▽

PR #7625, opened 2023-04-25
Clean up, comments, and move login nudge to VSCode

ajbt200128:
Added some comments, renamed some stuff. Moved login nudge logic to VSCode. Also fixed bug where if the extension opened on the "main" vscode page, it'd crash as it would have no working folders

△

» **Exercise**:
Search the lines above for the string "login", then show every one that has it.

» **Answer space**:
Clean up, comments, and move login nudge to VSCode
Added some comments, renamed some stuff. Moved login nudge logic to VSCode. Also fixed bug where if the extension opened on the "main" vscode page, it'd crash as it would have no working folders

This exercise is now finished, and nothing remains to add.